# Doing it- Pearson 30 upgrade



## Ajax_MD (Nov 24, 2009)

When I first took up sailing a little under two years ago, I bought a Coronado 25 because it was inexpensive, rock-solid, simple and I felt that a boat of only 25' wouldn't overwhelm me while I was learning.

I also had NO idea that the racing bug would bite me so hard.

I still don't want to be overwhelmed by too much boat, need to be able to singlehand, and need to be able to afford maintenance and upkeep, which grows exponentially with boat length.

To these ends, I have selected the Pearson 30. On the "racy" side of "racer/cruiser", affordable, decent handicap rating, and there are several in my area so I stand a chance of being able to do one-design racing. The cabin isn't a roomy and plush as some other designs, but it's far, far better than my Coronado 25. I'll definitely be able to cruise the Chesapeake with this boat.

Pending successful engine and transmission demonstration on Sunday, I'll make the payment and be an owner!


----------



## jameswilson29 (Aug 15, 2009)

Great boat. I've been looking at them, too. Which one did you buy?


----------



## Tim R. (Mar 23, 2003)

Congrats Bubble. Great boat. Our first cruising boat was a Pearson 28. Little sister to the 30. We raced her and was very successful. We now crew on an Ericson 34 and race against her not so successfully!


----------



## tommays (Sep 9, 2008)

good luck with it


----------



## BrickPearson26 (May 10, 2007)

Pearson 30's are fantastic boats. I cruised one from Maine to the Bahamas. I hope all goes well on Sunday.


----------



## Ajax_MD (Nov 24, 2009)

jameswilson29 said:


> Great boat. I've been looking at them, too. Which one did you buy?


It's near Annapolis.


----------



## cb32863 (Oct 5, 2009)

Nice to hear Bubblehead. Good luck!


----------



## zz4gta (Aug 15, 2007)

Congrats man, I'll be looking for you on the start line next season! Hope the testing goes well and is uneventful.


----------



## Ajax_MD (Nov 24, 2009)

zz4gta said:


> Congrats man, I'll be looking for you on the start line next season! Hope the testing goes well and is uneventful.

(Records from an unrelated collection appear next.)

PR #405, opened 2024-10-14
Fix math in  CardinalityConstraint docstring

AVHopp:
This PR fixes one of the issues from #195 by changing the docstring.

Current:
image

New:
image


AdrianSosic (approved):
Hey @AVHopp, thanks for taking the initiative!

Have changed it a bit further:
* Separate equation instead of inline
* Fixed rendering of words in equation
* changed to `\leq`

image

Scienfitz (approved):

You'll still be beating me for awhile, you've got raw talent on your side.

Dude, I just couldn't take the physical pounding of my little boat for over 50 slow, upwind miles only to be denied the gratification of at least finishing the race.

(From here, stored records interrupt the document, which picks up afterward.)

PR #406, opened 2024-10-15
Refactor target transform interface

AdrianSosic:
Fixes the `Target.transform` interface (compare also #289 and #398):
* Makes the input argument positional-only
* Changes the assumed types from `pd.DataFrame` to `pd.Series`

### DIFF
--- a/baybe/parameters/base.py
+++ b/baybe/parameters/base.py
@@ -127,7 +127,8 @@ class DiscreteParameter(Parameter, ABC):
         """Transform parameter values to computational representation.
 
         Args:
-            series: The parameter values to be transformed.
+            series: The parameter values in experimental representation to be
+                transformed.
 
         Returns:
             A series containing the transformed values. The series name matches
--- a/baybe/parameters/base.py
+++ b/baybe/parameters/base.py
@@ -124,13 +124,14 @@ class DiscreteParameter(Parameter, ABC):
         return item in self.values
 
     def transform(self, series: pd.Series, /) -> pd.DataFrame:
-        """Transform parameter values from experimental to computational representation.
+        """Transform parameter values to computational representation.
 
         Args:
             series: The parameter values to be transformed.
 
         Returns:
-            The transformed parameter values.
+            A series containing the transformed values. The series name matches
+            that of the input.
         """
         if self.encoding:
             # replace each label with the corresponding encoding
--- a/baybe/targets/base.py
+++ b/baybe/targets/base.py
@@ -39,13 +39,14 @@ class Target(ABC, SerialMixin):
 
     @abstractmethod
     def transform(self, series: pd.Series, /) -> pd.Series:
-        """Transform target measurements into computational representation.
+        """Transform target measurements to computational representation.
 
         Args:
-            series: The measurement data to be transformed.
+            series: The target measurements to be transformed.
 
         Returns:
-            A series containing the transformed target data.
+            A series containing the transformed measurements. The series name matches
+            that of the input.
         """
 
     @abstractmethod
--- a/baybe/targets/base.py
+++ b/baybe/targets/base.py
@@ -38,17 +38,14 @@ class Target(ABC, SerialMixin):
         return SingleTargetObjective(self)
 
     @abstractmethod
-    def transform(self, data: pd.DataFrame) -> pd.DataFrame:
-        """Transform data into computational representation.
-
-        The transformation depends on the target mode, e.g. minimization, maximization,
-        matching, etc.
+    def transform(self, series: pd.Series, /) -> pd.Series:
+        """Transform target measurements into computational representation.
 
         Args:
-            data: The data to be transformed.
+            series: The measurement data to be transformed.
 
         Returns:
-            A dataframe containing the transformed data.
+            A series containing the transformed target data.
         """
 
     @abstractmethod
--- a/baybe/targets/base.py
+++ b/baybe/targets/base.py
@@ -42,7 +42,8 @@ class Target(ABC, SerialMixin):
         """Transform target measurements to computational representation.
 
         Args:
-            series: The target measurements to be transformed.
+            series: The target measurements in experimental representation to be
+                transformed.
 
         Returns:
             A series containing the transformed measurements. The series name matches
--- a/baybe/targets/binary.py
+++ b/baybe/targets/binary.py
@@ -80,7 +80,9 @@ class BinaryTarget(Target, SerialMixin):
         # <<<<<<<<<< Deprecation
 
         # Validate target values
-        invalid = series[~series.isin([self.success_value, self.failure_value]).values]
+        invalid = series[
+            ~series.isin([self.success_value, self.failure_value]).to_numpy()
+        ]
         if len(invalid) > 0:
             raise InvalidTargetValueError(
                 f"The following values entered for target '{self.name}' are not in the "
--- a/baybe/targets/binary.py
+++ b/baybe/targets/binary.py
@@ -95,6 +95,7 @@ class BinaryTarget(Target, SerialMixin):
         return pd.Series(
             np.where(success_idx, _SUCCESS_VALUE_COMP, _FAILURE_VALUE_COMP),
             index=series.index,
+            name=series.name,
         )
 
     @override
--- a/baybe/targets/binary.py
+++ b/baybe/targets/binary.py
@@ -84,11 +84,10 @@ class BinaryTarget(Target, SerialMixin):
             ~series.isin([self.success_value, self.failure_value]).to_numpy()
         ]
         if len(invalid) > 0:
-            valid = {self.success_value, self.failure_value}
             raise InvalidTargetValueError(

Oh, I gotta story to tell you about how the race _really_ ended for me, the next time we see each other. You'll understand why I was twice as angry as I otherwise would should have been.


----------



## LandLocked66c (Dec 5, 2009)

Pics!! Pics!!


----------



## ilikerust (Apr 19, 2010)

Is that the one with the pale green topsides that looked to be in very nice condition, that has been on Craig's list?


----------



## CalebD (Jan 11, 2008)

You will be very happy with a Pearson 30' as a sailing platform. We used to race (PHRF) against one a few years ago that was always the boat to beat.
We have been (PHRF) racing our Tartan 27' for a few years now and last night we beat a Tartan 30' on corrected time (not our only 1st place this season).
I know of a T27 for sale in Annapolis for $3500 ('Scot Free') which was supposedly re-fit by the owner before he decided it was too small and he is now looking for an Endeavor 32'. If you just want to look at the boat for comparisons sake PM me and I'll forward the info I have.


----------



## Ajax_MD (Nov 24, 2009)

Actually, I've already been aboard Scot Free, when the engine was dismantled and the interior gutted. I could have bought it for $500. I decided that I didn't want to get involved with a centerboard, and that "two-foot-itis" wasn't enough. If I was going to upgrade, it would be a significant size increase.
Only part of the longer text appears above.